09/10/2009

Get away from her, you bitch!

Posted in Ciencia, Cine, Curiosidades tagged , , , , , a 5:45 pm por interloper

Quien no haya visto todavía “Aliens: El Regreso”, que deje inmediatamente de leer y se vaya corriendo a verla. No es un consejo, es una orden. Si es uno de los mayores clásicos del cine de acción y ciencia-ficción es por algo.

Entre esos motivos están una dirección espléndida, unos actorazos de aupa, Vasquez, una tensión que te mantiene pegado al asiento durante toda la peli, unos escenarios curradísimos, Vasquez, un repertorio de armas de impresión, y algunas de las escenas más memorables de este género cinematográfico. Ah, si… Y Vasquez.
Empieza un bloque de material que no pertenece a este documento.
PR #1253, opened 2024-07-30
[ABW-3584] UI adjustments - Gateways list

danvleju-rdx:
Jira ticket: [ABW-3584](https://radixdlt.atlassian.net/browse/ABW-3584)

## Description
This PR updates the UI for Gateways screen

## Screenshot

| Screen Before | Screen After |
| - | - |
| IMG_0046 | IMG_0043 |
| IMG_0047 | IMG_0044 |

[ABW-3584]: https://radixdlt.atlassian.net/browse/ABW-3584?atlOrigin=eyJpIjoiNWRkNTljNzYxNjVmNDY3MDlhMDU5Y2ZhYzA5YTRkZjUiLCJwIjoiZ2l0aHViLWNvbS1KU1cifQ


RadixWallet/Features/GatewaySettingsFeature/Children/AddNewGateway/AddNewGateway+View.swift
```diff
@@ -26,12 +26,23 @@ extension AddNewGateway {
...
 		public init(store: StoreOf<AddNewGateway>) {
 			self.store = store
 		}
 
 		public var body: some SwiftUI.View {
+			content
+				.withNavigationBar {
+					dismiss()
+				}
+				.presentationDetents([.fraction(0.55)])
```
kugel3, line 40: Let's make `0.55` at least a private var

RadixWallet/Features/GatewaySettingsFeature/Children/AddNewGateway/AddNewGateway+View.swift
```diff
@@ -63,11 +74,14 @@ extension AddNewGateway {
...
 						)
+						.padding(.top, .small3)
 						.textInputAutocapitalization(.never)
 						.keyboardType(.URL)
 						.autocorrectionDisabled()
 					}
-					.padding([.bottom, .horizontal], .medium1)
+					.padding(.top, .medium3)
+					.padding(.bottom, .medium1)
+					.padding(.horizontal, .large2)
```
kugel3, line 84: Very tiny style comment: we usually put them in this order: top, horizontal (or leading and trailing), bottom

RadixWallet/Features/GatewaySettingsFeature/Components/GatewayList/GatewayList+View.swift
```diff
@@ -14,22 +12,32 @@ extension GatewayList {
...
+						content: { store in
+							VStack(spacing: .zero) {
+								GatewayRow.View(store: store)
+
+								if store.gateway.id != viewStore.gateways.last?.gateway.id {
+									Separator()
+										.padding(.horizontal, .medium3)
+								} else {
+									Separator()
+								}
```
kugel3, line 31: I would do something like:
```
let padSeparator = store.gateway.id != viewStore.gateways.last?.gateway.id
Separator()
    .padding(.horizontal, padSeparator ? .medium3 : 0)
```
or even make `padSeparator` a computed property on the store

RadixWallet/Features/GatewaySettingsFeature/Components/GatewayList/GatewayList+View.swift
```diff
@@ -14,22 +12,32 @@ extension GatewayList {
...
+							}
+							.background(Color.app.white)
```
kugel3, line 33: You can probably get rid of `Color` here, even if you needed it while code completing.

RadixWallet/Features/GatewaySettingsFeature/Components/GatewayRow/GatewayRow+Reducer.swift
```diff
@@ -3,11 +3,14 @@ import SwiftUI
 
 // MARK: - GatewayRow
 public struct GatewayRow: Sendable, FeatureReducer {
+	@ObservableState
```
kugel3, line 6: Why make this Observable if we still use the old ViewStore paradigm? We should ideally migrate to observable btw.

RadixWallet/Features/GatewaySettingsFeature/Components/GatewayRow/GatewayRow+View.swift
```diff
@@ -4,11 +4,12 @@ import SwiftUI
 extension Gateway {
 	var displayName: String {
 		if isWellknown {
-			if network.id == .mainnet {
-				"Mainnet Gateway"
-			} else if network.id == .stokenet {
+			switch network.id {
+			case .mainnet:
+				"Radix Mainnet Gateway"
+			case .stokenet:
```
kugel3, line 10: Much better

RadixWallet/Features/GatewaySettingsFeature/Components/GatewayRow/GatewayRow+Reducer.swift
kugel3: Aha, it's a different reducer

RadixWallet/Features/GatewaySettingsFeature/GatewaySettings+Reducer.swift
```diff
@@ -38,13 +38,15 @@ public struct GatewaySettings: Sendable, FeatureReducer {
 	}
```
kugel3, line 39: Might as well go all the way and add the `@Reducer` macro, so we stay up to date with what TCA adds in the future. Note the things you need to make explicit for that to work. [See here](https://rdxworks.slack.com/archives/C03QFAWBRNX/p1722331252960899).

kugel3 (approved):

RadixWallet/Features/GatewaySettingsFeature/Children/AddNewGateway/AddNewGateway+Reducer.swift
```diff
@@ -102,7 +96,11 @@ public struct AddNewGateway: Sendable, FeatureReducer {
 			return handle(error, state: &state)
 
 		case .addGatewayResult(.success):
-			return .send(.delegate(.dismiss))
+			return .run { _ in
+				if isPresented {
```
matiasbzurovski, line 100: do we need the `isPresented` check?

RadixWallet/Features/GatewaySettingsFeature/Components/GatewayRow/GatewayRow+View.swift
```diff
@@ -46,33 +29,33 @@ extension GatewayRow {
...
+			WithPerceptionTracking {
 				Button(
 					action: {
-						viewStore.send(.didSelect)
+						store.send(.view(.didSelect))
 					}, label: {
-						HStack {
-							Image(asset: AssetResource.checkmarkBig)
+						HStack(spacing: .zero) {
+							Image(asset: AssetResource.check)
```
matiasbzurovski, line 38: We should be building a custom `HStack` here, but instead using our common `PlainListRow`. This way we can be sure that we have the same UI implementation everywhere we use these kind of rows. 

For this case, you probably want to use a `PlainListRowCore` with `title` and `detail` set, and have deletion button as the `Accesory` while the check image as the `Icon`.

matiasbzurovski (changes requested):

RadixWallet/Features/GatewaySettingsFeature/Components/GatewayRow/GatewayRow+View.swift
matiasbzurovski: shouldn't we localize these values?

RadixWallet/Features/GatewaySettingsFeature/Children/AddNewGateway/AddNewGateway+Reducer.swift
danvleju-rdx: Without this check, the `test_whenNewAddGatewayButtonIsTapped_thenDelegateIsCalled` test fails:
```
A reducer requested dismissal at "Radix_Wallet_Dev/AddNewGateway+Reducer.swift:110", but couldn't be dismissed. …

This is generally considered an application logic error, and can happen when a reducer assumes it runs in a presentation context. If a reducer can run at both the root level of an application, as well as in a presentation destination, use @Dependency(\.isPresented) to determine if the reducer is being presented before calling @Dependency(\.dismiss).
```

matiasbzurovski (approved):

Entre esas escenas, una de las mejores es, ya cerca del final de la película, la siguiente (advierto: la calidad del video es una basura, pero ha sido la única que he encontrado… si veo por ahi una bien grabada, ya me encargaré de actualizar el post):

¿Y a cuenta de qué salgo yo ahora con Aliens? Bueno, pues aparte de porque es una de mis películas favoritas, de porque nunca está mal recordar escenas como esa, y de porque para algo es mi blog y en él hablo de lo que me sale de la punta del pie, saco el asunto hoy porque un grupo de investigadores japoneses ha desarrollado, basándose en la peli, un “Power Loader” real, que funciona de verdad, y que es capaz de levantar más de 100 kgs con cada brazo.

Ahora solo nos falta viajar a un planeta extraterrestre y encontrar una raza alienígena asesina contra la que usarlo, porque si no… Para qué haberlo inventado?

Bahía 13, por favor…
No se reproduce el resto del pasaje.